(Stored items)
BEGIN

PR #692, opened 2026-01-20
bcl: populate finalization certificate in block footer

AshwinSekar:
#### Problem
Populate the latest finalization certificate (FastFinalize or Slow + Notarize) in block footer

#### Summary of Changes
* Add `FinalCertificates` enum to be shared by consensus_pool and bcl
* remove existing `highest_finalized_with_notarize` to track the finalization certs directly instead
* When a new slot is finalized update the RwLock for use in bcl
* BCL reads from the lock to populate the footer

Taken over from #649

### DIFF
--- a/votor/src/consensus_pool.rs
+++ b/votor/src/consensus_pool.rs
@@ -496,10 +496,9 @@ impl ConsensusPool {
     }
 
     /// Get the Finalize certificate for a slot
-    fn get_finalize_cert(&self, slot: Slot) -> Option<Arc<Certificate>> {
+    fn get_finalize_cert(&self, slot: Slot) -> Option<&Arc<Certificate>> {
         self.completed_certificates
             .get(&CertificateType::Finalize(slot))
-            .cloned()
     }
 
     /// Get the highest finalized slot (slow or fast)


votor-messages/src/consensus_message.rs
```diff
@@ -160,6 +171,24 @@ pub struct Certificate {
...
+///
+/// This enum captures the two ways a slot can be finalized:
+/// - `Finalize`: Standard finalization with both a Finalize certificate and a Notarize certificate
+/// - `FastFinalize`: Fast finalization with a single FinalizeFast certificate that combines both
+#[derive(Clone, Debug)]
+pub enum FinalizationCerts {
+    /// Standard finalization: requires both a Finalize cert and a Notarize cert for the same slot
+    Finalize {
+        /// The finalize certificate
+        finalize_cert: Arc<Certificate>,
```
akhi3030, line 184: Why is `Arc` used here?  `Certificate` does not seem to be a very big struct.  Could we not keep a copy of it here?

Using just `Certificate` might not be super clean in terms of type checking.  I could put any cert in here and even I use the right type of cert, I can still mess up the slot numbers.  We could use a struct like below maybe?
```    
Finalize {
        finalize_sigature: BLSSignature,
        finalize_bitmap: Vec<u8>,
        notar_signature: BLSSignature,
        notar_bitmap: Vec<u8>,
        slot: Slot,
        block_id: Hash,
    },

```

votor-messages/src/consensus_message.rs
```diff
@@ -160,6 +171,24 @@ pub struct Certificate {
     pub bitmap: Vec<u8>,
 }
 
+/// Represents the highest finalized slot's certificates for block footer inclusion.
+///
+/// This enum captures the two ways a slot can be finalized:
+/// - `Finalize`: Standard finalization with both a Finalize certificate and a Notarize certificate
+/// - `FastFinalize`: Fast finalization with a single FinalizeFast certificate that combines both
+#[derive(Clone, Debug)]
+pub enum FinalizationCerts {
```
akhi3030: I wonder if we can use a different name for this.  We already have `Finalize` certificate.  Maybe `HighestFinalizedSlotCert`?  It's a mouthful but more descriptive.

votor/src/consensus_pool.rs
akhi3030: I find the logic here a bit confusing.  `is_finalized()` is true if we have a fast final cert.  If we have one, then we would've already reported `VotorEvent::Finalized` before.  I am wondering if the logic should be similar to how we handle the finalize case below:

```
if let Some(finalize_cert) = self.get_finalize_cert(slot) {
  events.push(...);
  if self.highest_finalization_slot().is_none_or(|s| s < slot) {
    self.highest_finalization_certs = ...;
  }
}
```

END

* What is expected: Search the entries for "Option" and copy out each line that has it.

* Expected answer:
-    fn get_finalize_cert(&self, slot: Slot) -> Option<Arc<Certificate>> {
+    fn get_finalize_cert(&self, slot: Slot) -> Option<&Arc<Certificate>> {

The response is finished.